Am 1.1.1999 tritt die Insolvenzordnung (InsO) vom 5.10.1994 (BGBl. I 1994, 2866) nebst Einführungsgesetz (BGBl. I 1994, 2911) in Kraft. Ohne Zweifel bietet das neue Insolvenzrecht für die GmbH, ihre Gesellschafter und Geschäftsführer nicht unerhebliche Vorteile gegenüber der geltenden Konkurs-, Vergleichs- und Gesamtvollstreckungsordnung, weshalb der eine oder andere GmbH-Unternehmer auf die Idee kommen könnte, seine sich in der Krise befindende GmbH bis zu diesem Zeitpunkt nach Möglichkeit am Leben zu erhalten.

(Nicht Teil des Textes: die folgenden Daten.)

PR #83, opened 2016-10-23
Imported headers with ELF type definitions from FreeBSD svn

rafalcieslak:
These headers define structures, symbols and constants that follow the ELF file format specification.

They were copied from FreeBSD SVN (as of 22 X 2016). Since they implement an old, solid standard, they were almost unchanged for 18 years, and we will not have to update them in the future.

### DIFF
--- a/include/elf/elf_common.h
+++ b/include/elf/elf_common.h
@@ -1,0 +1,1337 @@
+/*-
+ * Copyright (c) 2000, 2001, 2008, 2011, David E. O'Brien
+ * Copyright (c) 1998 John D. Polstra.
+ * All rights reserved.
+ *
+ * Redistribution and use in source and binary forms, with or without
+ * modification, are permitted provided that the following conditions
+ * are met:
+ * 1. Redistributions of source code must retain the above copyright
+ *    notice, this list of conditions and the following disclaimer.
+ * 2. Redistributions in binary form must reproduce the above copyright
+ *    notice, this list of conditions and the following disclaimer in the
+ *    documentation and/or other materials provided with the distribution.
+ *
+ * THIS SOFTWARE IS PROVIDED BY THE AUTHOR AND CONTRIBUTORS ``AS IS'' AND
+ * ANY EXPRESS OR IMPLIED WARRANTIES, INCLUDING, BUT NOT LIMITED TO, THE
+ * IMPLIED WARRANTIES OF MERCHANTABILITY AND FITNESS FOR A PARTICULAR PURPOSE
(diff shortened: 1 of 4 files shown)


include/elf/elf_common.h
```diff
@@ -0,0 +1,1337 @@
...
+ * OUT OF THE USE OF THIS SOFTWARE, EVEN IF ADVISED OF THE POSSIBILITY OF
+ * SUCH DAMAGE.
+ *
+ * $FreeBSD$
+ */
+
+#ifndef _SYS_ELF_COMMON_H_
+#define	_SYS_ELF_COMMON_H_ 1
+
+#define u_int32_t uint32_t
```
cahirwpz: Please remove it.

cahirwpz:
Would it make sense to run `clang-format` over those header files?

include/elf/elf_common.h
rafalcieslak: Should I also replace all occurrences of `u_int32_t` with `uint32_t`?

cahirwpz: Yes. Obviously :)

pdziepak: I am not so sure that (needlessly) modifying code imported from another project is a good idea. Undoubtedly, in the future there will be a need to sync it with the upstream. That may require more effort than it should if there are conflicts between versions.

rafalcieslak:
Running `clang-format` on these headers using our `.clang-format` style description seriously misaligns values `#define` blocks, which are numerous in these files. For example, it turns:

```
#define	STB_LOCAL	0	/* Local symbol */
#define	STB_GLOBAL	1	/* Global symbol */
#define	STB_WEAK	2	/* like global - lower precedence */
#define	STB_LOOS	10	/* Start of operating system reserved range. */
#define	STB_GNU_UNIQUE	10	/* Unique symbol (GNU) */
#define	STB_HIOS	12	/* End of operating system reserved range. */
#define	STB_LOPROC	13	/* reserved range for processor */
#define	STB_HIPROC	15	/*   specific semantics. */
```

into

```
#define STB_LOCAL 0       /* Local symbol */
#define STB_GLOBAL 1      /* Global symbol */
#define STB_WEAK 2        /* like global - lower precedence */
#define STB_LOOS 10       /* Start of operating system reserved range. */
#define STB_GNU_UNIQUE 10 /* Unique symbol (GNU) */
#define STB_HIOS 12       /* End of operating system reserved range. */
#define STB_LOPROC 13     /* reserved range for processor */
#define STB_HIPROC 15     /*   specific semantics. */
```

I do not know which version we prefer.

cahirwpz:
The latter, please.

rafalcieslak:
Done. Almost all changes done by `clang-format` are limited to trimming multiple spaces.

PR #84, opened 2016-10-23
Imported strcmp from smallclib

rafalcieslak:
This is fairly straightforward. This branch expands the set of basic functions we import from SmallCLib to include `strcmp`.

I came to need this function at 9861491 in `elf-playground`. Basically, if we intend to include multiple ELFs embedded in the kernel image, it will be handy to be able to refer to them by their name, so that `exec` interface can take a string ("path to file") as its argument.

This implementation of `strcmp` is very simple, has no dependencies. Including it has no impact on our existing sources.

### DIFF
--- a/stdc/Makefile
+++ b/stdc/Makefile
@@ -26,6 +26,7 @@ LIB_SOURCES += string/memset.c
 LIB_SOURCES += string/bzero.c
 LIB_SOURCES += string/memcpy.c
 LIB_SOURCES += string/strlen.c
+LIB_SOURCES += string/strcmp.c
 LIB_SOURCES += string/strspn.c
 LIB_SOURCES += stdlib/qsort.c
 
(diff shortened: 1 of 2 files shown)


cahirwpz:
This [one](http://bxr.su/FreeBSD/sys/libkern/strcmp.c) is simplier.

rafalcieslak:
It is indeed, although it is similar to the one from smallclib with `__PREFER_SIZE_OVER_SPEED__` defined. And I suppose I could quickly write an even simpler implementation. But is picking different (nicest?) implementations from various sources per each per stdlib function what we actually want? I supposed that the purpose of agreeing on smallclib was mostly so that we could stick with it and import whatever we need from there. Mixing various sources may become tedious in the future.

cahirwpz:
To be clear - I'll always prefer implementation that is simpler. AFAIR we initially chose `smallclib` over everything else, only because of `printf` simplicity. The choice was optimal at the time being... but I'm not convinced it's valid anymore.

Let's discuss it during seminar this week. I'll accept `strcmp` from `smallclib` for now.

PR #85, opened 2016-10-23
Introduced pcpu_t structure to hold global cpu state

goniz:
Initial proposal for the implementation of the pcpu_t structure used to hold global cpu state

* Used sys/mips/include/pcpu.h and sys/sys/pcpu.h as reference.
* Implemented both C and ASM api macros.
* In the future this will hold per-cpu cpu state, for now its a simple global cpu state structure.
* As of now, only `current_thread` is held in pcpu_t.


cahirwpz:
Good work! Thanks!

Vorteile des neuen Insolvenzrechts

Schon im Eröffnungsverfahren hat das Insolvenzgericht künftig nach § 21 Abs. 2 Nr. 3 InsO die Möglichkeit, Maßnahmen der Zwangsvollstreckung gegen den Schuldner zu untersagen oder einstweilen einzustellen. Nach § 30 d Abs. 4 ZVG n. F. ist die Zwangsversteigerung eines Betriebsgrundstücks auf Antrag eines vorläufigen Insolvenzverwalters einstweilen einzustellen, wenn glaubhaft gemacht wird, daß die einstweilige Einstellung zur Verhütung nachteiliger Veränderungen in der Vermögenslage des Schuldnerunternehmens erforderlich ist. Die -- heute übliche -- Abweisung mangels Masse unterbleibt künftig, wenn lediglich die Kosten des Verfahrens gedeckt sind (§§ 26 Abs. 1 S. 1, 54 InsO). Durch die Rückschlagsperre des § 88 InsO werden sämtliche Zwangsvollstreckungsmaßnahmen der Gläubiger in die Insolvenzmasse mit Verfahrenseröffnung unwirksam, wodurch u. U. der GmbH wieder erhebliche Liquidität zugeführt wird. Der in §§ 217 ff. InsO geregelte Insolvenzplan erlaubt dem Schuldnerunternehmen, den Gläubigern einen Sanierungsvorschlag zu unterbreiten, über den in Gruppen mit einfachen Mehrheiten (§ 244 Abs. 1) abgestimmt wird. Auch wenn die erforderlichen Mehrheiten nicht erreicht werden, gilt die Zustimmung einer Abstimmungsgruppe als erteilt, wenn u.a. die Gläubiger dieser Gruppe durch den Insolvenzplan nicht schlechter gestellt werden, als sie ohne einen Plan stünden. Sicherungseigentum und zur Sicherheit abgetrennte Forderungen werden nach §§ 166 ff. InsO vom Insolvenzverwalter verwertet bzw. eingezogen. Eigentumsvorbehaltsgläubiger haben die gelieferte Sache zunächst einmal bis zum Berichtstermin im Unternehmen zu belassen (§ 107 Abs. 2 S. 1 InsO). Arbeitnehmer können vom Verwalter mit einer Kündigungsfrist von 3 Monaten zu Monatsende gekündigt werden, wenn nicht eine kürzere Frist maßgeblich ist (§ 133 Abs. 1 S. 1 InsO). Die Anfechtungsvorschriften werden in §§ 129 ff. InsO erheblich verschärft, so daß auch auf diese Weise die Masse angereichert wird. Wird auf Antrag des Geschäftsführers bei der GmbH Eigenverwaltung nach §§ 270 ff. InsO angeordnet, bleiben die GmbH-Geschäftsführer -- wenn auch unter Aufsicht eines Sachwalters -- im Amt und erfüllen weitgehend die Aufgaben eines Insolvenzverwalters. Schließlich hat der Geschäftsführer oder Gesellschafter, der von Gläubigern wegen Insolvenzverschleppung oder aus anderen Gründen in Anspruch genommen wird, die Möglichkeit, über ein eigenes Insolvenzverfahren Restschuldbefreiung nach §§ 286 ff. InsO zu erlangen.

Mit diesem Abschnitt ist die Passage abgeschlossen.